А пока драка и стон стояли по всему фронту 33-й и дальше. Потому что, как известно, в это же время наступали и левофланговая 43-я армия и правофланговая 5-я.
Вот фрагмент радиоперехвата переговоров немецких командиров в полосе атаки 1-й гвардейской мотострелковой дивизии, который наиболее точно может характеризовать степень ожесточенности боев 18 декабря, в день перехода центра Западного фронта в наступление:
«В 9.26. Свертывайте рацию, приближается опасность.
В 9.27. Защищаться до последнего!
В 9.31. Наши батареи выведены из строя.
В 9.40. Подтянуть все резервы к фронту!
В 10.17. Оттянуть тяжелую артиллерию назад, пехоту оставить с минометами.
В 11.10. Давайте боеприпасы! Почему молчат батареи?
В 11.30. Обстреляю группу и буду отходить. Противник подходит вплотную.
В 11.31. Рация, медь, повреждена»[72].
После полудня батальоны 1-й гвардейской заняли корпуса кирпичного завода. Но основная часть городских кварталов оставалась в руках противника. 113-я тем временем перешла на западный берег Нары и ворвалась в Чичково. Передовой 1138-й стрелковый полк 33-й стрелковой дивизии завяз в упорном бою в окрестностях Слизнева.
Когда я работал над этой книгой, дал сообщение в сорок газет и журналов о том, что разыскиваю ветеранов 33-й армии первого, ефремовского состава. Пришел всего один отклик – из Беларуси, от минчанина Владимира Петровича Гуда. В декабре 1941 года бойцу роты связи 1138-го стрелкового полка Гуду едва исполнилось 17 лет. Вот что рассказывал он о боях за Слизнево:
«Это село мне запомнилось особо. Здесь погиб мой друг Вася Ковалев. Пулеметчик, командир пулеметного расчета. Мы уже один раз атаковали Слизнево, но неудачно. К нам в помощь подвели курсантов офицерского училища из Моршанска. Все рослые красавцы. С винтовками. Подо шли и говорят: «Мы их сейчас из этой деревни штыками выгоним». А как пошли…

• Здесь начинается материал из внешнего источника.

PR #498, opened 2016-09-28
Support keyup and keytyped events

gagern:
Things are slightly complicated by the fact that Cinderella uses strange event names for reasons of backwards compatibility: it maps “Key Down” in the GUI to “keytyped” in the export, and “Key Typed” in the GUI to “keytype” in the export. I've submitted a merge request to change that, but I've also included a backwards-compatibility hack to detect and adjust previous exports.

Надо было преодолеть лощину. Там уже начинались огороды, за огородами дворы. И вот в этой лощине столько полегло курсантов, что весь снег казался красным. Мы успели перебежать лощину. Залегли, потому что носа из лощины высунуть было нельзя – сплошная стена огня. Вот это они умели создавать. Расчетам станковых пулеметов было приказано выдвинуться вперед, на фланги, и, когда полк поднимется, поддерживать атакующих бойцов и курсантов своим огнем.
Командиры подали команду. Мы поднялись. Пулеметы заработали. Но пробежали мы вперед недалеко. Залегли и начали отползать назад. Кто отползал, а кто уже лежал в снегу мертвый. Немцы начали кидать мины. Тут и вовсе лихо стало. Мы отошли за лощину, к своим окопам. А Вася Ковалев продолжал стрелять из своего «Максима». Комбат смотрел на него в бинокль. Смотрел-смотрел, а потом и говорит: «Все. Конец. Убит». И правда, «Максим» замолчал. Только пар от него поднимается за лощиной. День стоял морозный. Немного погодя мне комбат и говорит: «Ковалев твой друг?» – «Да», – говорю. «Тогда вот что: ползи к нему и, если он живой, тащи его сюда. А ребята тогда за пулеметом поползут. Если он мертвый, вытаскивай пулемет». Я комбату и говорю: «Я один ни его, ни пулемет не вытащу. Прикажите еще двоим со мной идти». Приползли мы к Васе. А он стоит на коленях перед «Максимом» и за ручки держится. Как живой. И глаза открыты. И на щеках замерзшие дорожки слез. Пуля ему попала прямо в лоб. Пулемет был установлен повыше, над обрывом оврага, а Вася стоял на коленях ниже, на стежке, которую, видать, там пробили летом коровы. И он со своим «Максимом» был как памятник. Он уже застыл. Пальцы так крепко держали ручки пулемета, что мы еле разжали их. Вытащили. И пулемет. И Васю».